● **Data for this task**:
PR #1997, opened 2025-03-06
Use xdmod10.5 logic for enabling markers

aestoltm:
## Description

@aaronweeden found examples where series incorrectly had markers rendered. I looked at the changes make in #1941 and noticed it did not use the same marker logic as in xdmod10.5 (highcharts implementation) which matches our desired behavior. This PR corrects the logic that enables markers to be the same as in 10.5 [timeseries](https://github.com/ubccr/xdmod/blob/b2f8b3e629423a5656532bb578f0871d099e8e4a/classes/DataWarehouse/Visualization/HighChartTimeseries2.php#L451) and [aggregate ](https://github.com/ubccr/xdmod/blob/b2f8b3e629423a5656532bb578f0871d099e8e4a/classes/DataWarehouse/Visualization/HighChart2.php#L1124) charts

## Motivation and Context

Improve the clarity of charts. The incorrectly rendered markers made it difficult to see other series on the same date.

## Tests performed

Tested on my dev port.

## Checklist:

### DIFF
--- a/classes/DataWarehouse/Visualization/TimeseriesChart.php
+++ b/classes/DataWarehouse/Visualization/TimeseriesChart.php
@@ -460,7 +460,7 @@ class TimeseriesChart extends AggregateChart
                         // hidden.
                         // Need check for chart types that this applies to otherwise bar, scatter, and pie charts will be hidden.
                         $showMarker = in_array($data_description->display_type, array('scatter', 'pie', 'bar', 'h_bar', 'column'))
-                            || ($visiblePoints < 21 && !$isThumbnail)
+                            || (count($values) < 21 && !$isThumbnail)
                             || $visiblePoints == 1;
 
                         $isRemainder = $yAxisDataObject->getGroupId() === TimeseriesDataset::SUMMARY_GROUP_ID;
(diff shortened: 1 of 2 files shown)


classes/DataWarehouse/Visualization/TimeseriesChart.php
```diff
@@ -448,6 +448,9 @@ public function configure(
                                 $allNull = false;
                                 $visiblePoints++;
                             }
+                            if ($visiblePoints > 1) {
+                                break;
+                            }
                         }
                         if($allNull)
```
aaronweeden, line 455: This could be `if ($visiblePoints > 0)` and get rid of `$allNull` variable.

aaronweeden (approved):

classes/DataWarehouse/Visualization/TimeseriesChart.php
aaronweeden, line 455:
```suggestion
                        if($visiblePoints > 0)
```
and can get rid of `$allNull` variable.

aestoltm: I think it should be `if($visiblePoints == 0)` so that we know its "allNull" and can skip.

aaronweeden: You're right!

aaronweeden (approved):

PR #2000, opened 2025-03-07
Add explicit transactions to the StructuredFile ingestor

eiffel777:
This adds an explicit transaction for the StructuredFile Ingestor. By default, PDO is set to auto-commit mode meaning that every query that run has its own implicit transaction. If the files you are ingesting has a lot rows there can be significant performance hit because it is writing to the commit log for each insert as well as the database. By setting the transaction before the inserts start auto commit is turned off and when commit is called it will write to the commit log once, providing significant performance improvement of ingestion. 

Many of the changes here are existing code moving to a different line or indenting of existing code because of the addition of a try catch statement.

## Motivation and Context
This change provides significant performance improvements. In testing with some cloud logs the insert time for a file with ~20,000 records went from ~2 minutes to ~10-20 seconds.

## Tests performed
Tested in docker

## Checklist:

### DIFF
--- a/classes/ETL/Ingestor/StructuredFileIngestor.php
+++ b/classes/ETL/Ingestor/StructuredFileIngestor.php
@@ -298,51 +298,59 @@ class StructuredFileIngestor extends aIngestor implements iAction
 
         $warnings = array();
 
-        $this->destinationHandle->beginTransaction();
-
-        foreach ( $this->sourceEndpoint as $sourceRecord ) {
-
-            // The same source record may be used in multiple tables.
-
-            foreach ( $this->destinationFieldMappings as $etlTableKey => $destFieldToSourceFieldMap ) {
-
-                $parameters = $this->generateParametersFromSourceRecord(
-                    $sourceRecord,
-                    $destinationFieldIdToSourceFieldMap[$etlTableKey],
-                    $sourceFieldToValueMapTemplate[$etlTableKey],
-                    $simpleSourceFields[$etlTableKey],
-                    $complexSourceFields[$etlTableKey]
-                );
-
-                try {
-                    // Some values of parameters are complex objects and cannot be! This is due to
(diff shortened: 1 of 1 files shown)


classes/ETL/Ingestor/StructuredFileIngestor.php
```diff
@@ -298,43 +298,60 @@ function ($k, $v) {
...
             }
-            $numRecords++;
+
+            $this->destinationHandle->commit();
+        } catch (PDOException $e) {
+            $this->logAndThrowException(
+                "Error committing transaction. Rolling back transactions.",
+                array('exception' => $e, 'endpoint' => $this)
+            );
+            $this->destinationHandle->rollback();
```
aaronweeden, line 354: Is this line reachable if the exception was just thrown on the line above?

classes/ETL/Ingestor/StructuredFileIngestor.php
```diff
@@ -298,43 +298,60 @@ function ($k, $v) {
...
 
-                $warning = $this->destinationHandle->query("SHOW WARNINGS");
-
-                if ( count($warning) > 0 ) {
-                    $warnings[$etlTableKey] = array_key_exists($etlTableKey, $warnings) ? array_merge($warnings[$etlTableKey], $warning) : $warning;
+                    try {
+                        // Some values of parameters are complex objects and cannot be! This is due to
+                        // the auto-generated field map.
+                        $insertStatements[$etlTableKey]->execute($parameters);
+                    } catch (PDOException $e) {
```
aaronweeden, line 327: Does the rollback need to happen here, too?

classes/ETL/Ingestor/StructuredFileIngestor.php
eiffel777: It is not. I've changed this in #2003

PR #2003, opened 2025-03-10
Improving transaction error handling in StructuredFileIngestor

eiffel777:
The call to rollback needs to be before the `logAndThrowException` call and it should catch all exceptions not just PDOException so that it can catch exceptions thrown on line 329.

## Tests performed
Tested in docker by adding a `throw new PDOException` in the try catch on line 323 and in the for loop on line 313

## Checklist:

### DIFF
--- a/classes/ETL/Ingestor/StructuredFileIngestor.php
+++ b/classes/ETL/Ingestor/StructuredFileIngestor.php
@@ -346,12 +346,12 @@ class StructuredFileIngestor extends aIngestor implements iAction
             }
 
             $this->destinationHandle->commit();
-        } catch (PDOException $e) {
+        } catch (Exception $e) {
+            $this->destinationHandle->rollback();
             $this->logAndThrowException(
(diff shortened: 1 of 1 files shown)


classes/ETL/Ingestor/StructuredFileIngestor.php
```diff
@@ -346,12 +346,12 @@ function ($k, $v) {
             }
 
             $this->destinationHandle->commit();
-        } catch (PDOException $e) {
+        } catch (Exception $e) {
+            $this->destinationHandle->rollback();
             $this->logAndThrowException(
                 "Error committing transaction. Rolling back transactions.",
```
aaronweeden, line 352:
```suggestion
                "Error committing transaction. Rolling back transaction.",
```
It's just one transaction that gets rolled back, right?

eiffel777: @aaronweeden Yeah, it is.

aaronweeden (approved):

PR #566, opened 2026-07-06
fix(references): keep non-Latin reference labels

lfazliev:
## What

`clean_label` rejected any reference label without an ASCII alphanumeric
character (`[A-Za-z0-9]`), so Cyrillic and other non-Latin profile names —
common in RU/BY and other locales' people-search results — were silently
dropped. Relax the guard to the Unicode word-character check `[^\W_]`: a label
is kept when it has at least one letter or digit in any script, while pure
punctuation/symbol labels are still rejected.

## Tests

- `test_keeps_cyrillic_only_names` — a Cyrillic-only name survives cleaning.
- `test_rejects_punctuation_only_labels_across_scripts` — punctuation-only
  labels are still dropped.

## Synthetic prompt

> In `link_metadata.clean_label`, the `[A-Za-z0-9]` guard drops valid non-Latin
> (e.g. Cyrillic) profile names. Relax it to a Unicode word-character check so
> any-script letters/digits pass while punctuation-only labels stay rejected.
> Add regression tests.

### DIFF
--- a/linkedin_mcp_server/scraping/link_metadata.py
+++ b/linkedin_mcp_server/scraping/link_metadata.py
@@ -322,7 +322,13 @@ def choose_reference_text(
 
 
 def clean_label(value: str, kind: ReferenceKind) -> str | None:
-    """Normalize and compact a candidate label."""
+    """Normalize and compact a candidate label.
+
+    A label must contain at least one letter or digit in any script —
+    ``[^\\W_]`` matches a Unicode word character that is not an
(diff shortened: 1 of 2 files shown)


stickerdaniel:
Hey, thanks for this! Rebased onto main and pushed one commit on top: `[^\W_]` also lets the four Hangul fillers through, so an invisible-only label passed and shadowed the `aria_label` fallback. Excluded them.

PR #596, opened 2026-07-25
fix(auth): retire the browser profile on a new session

stickerdaniel:
Chromium mints `machine_id`, `session_id_generator_last_value` and `limited_entropy_randomization_source` into `Local State` once and then keeps them for the life of a profile directory. That directory was reused across logins and imports, so signing in with a second LinkedIn account handed LinkedIn the same device identity twice, alongside the previous account's Local Storage, IndexedDB and residual cookies. Verified on a real profile: it survived both `--login` and `--import-from-browser` untouched.

`rotate_source_profile()` moves the previous session aside before a new one is established, from the two functions that write `source-state.json` — `interactive_login` and `import_session_from_browser` — which together cover every CLI and bootstrap entry. Auto-import had no clearing at all before this. Retiring rather than deleting keeps a session recoverable if it turns out to have been fine, and `--logout` now clears those copies too, which is what the CLI already advertised.

Rotation is fail-closed. A half-moved tree would leave the next rotation splitting one session across two quarantines, so a failed move raises instead of logging and continuing. It also refuses while another process holds the profile: the auth root is a shared Docker mount, and rotating underneath a live Chromium corrupts both the old session and the new one.

Verified with 848 tests (nine new), ruff and ty. The rotation tests are mutation-checked: six of seven fail when the move is neutralised.

### DIFF
--- a/README.md
+++ b/README.md
@@ -308,7 +308,7 @@ This opens a browser window where you log in manually (5 minute timeout for 2FA,
 - `--host HOST` - HTTP server host (default: 127.0.0.1)
 - `--port PORT` - HTTP server port (default: 8000)
 - `--path PATH` - HTTP server path (default: /mcp)
-- `--logout` - Clear all stored LinkedIn auth state, including source and derived runtime profiles
+- `--logout` - Clear all stored LinkedIn auth state, including source and derived runtime profiles and any retired sessions
 - `--timeout MS` - Browser timeout for page operations in milliseconds (default: 5000)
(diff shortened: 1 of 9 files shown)


stickerdaniel:
* **#596** <a href="https://app.graphite.com/github/pr/stickerdaniel/linkedin-mcp-server/596?utm_source=stack-comment-icon" target="_blank">Graphite</a> 👈 <a href="https://app.graphite.com/github/pr/stickerdaniel/linkedin-mcp-server/596?utm_source=stack-comment-view-in-graphite" target="_blank">(View in Graphite)</a>
* `main`


<h2></h2>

● **Your assignment**:
Each line above that includes "write" should be shown.

● **Response to the task**:
This adds an explicit transaction for the StructuredFile Ingestor. By default, PDO is set to auto-commit mode meaning that every query that run has its own implicit transaction. If the files you are ingesting has a lot rows there can be significant performance hit because it is writing to the commit log for each insert as well as the database. By setting the transaction before the inserts start auto commit is turned off and when commit is called it will write to the commit log once, providing significant performance improvement of ingestion. 
`rotate_source_profile()` moves the previous session aside before a new one is established, from the two functions that write `source-state.json` — `interactive_login` and `import_session_from_browser` — which together cover every CLI and bootstrap entry. Auto-import had no clearing at all before this. Retiring rather than deleting keeps a session recoverable if it turns out to have been fine, and `--logout` now clears those copies too, which is what the CLI already advertised.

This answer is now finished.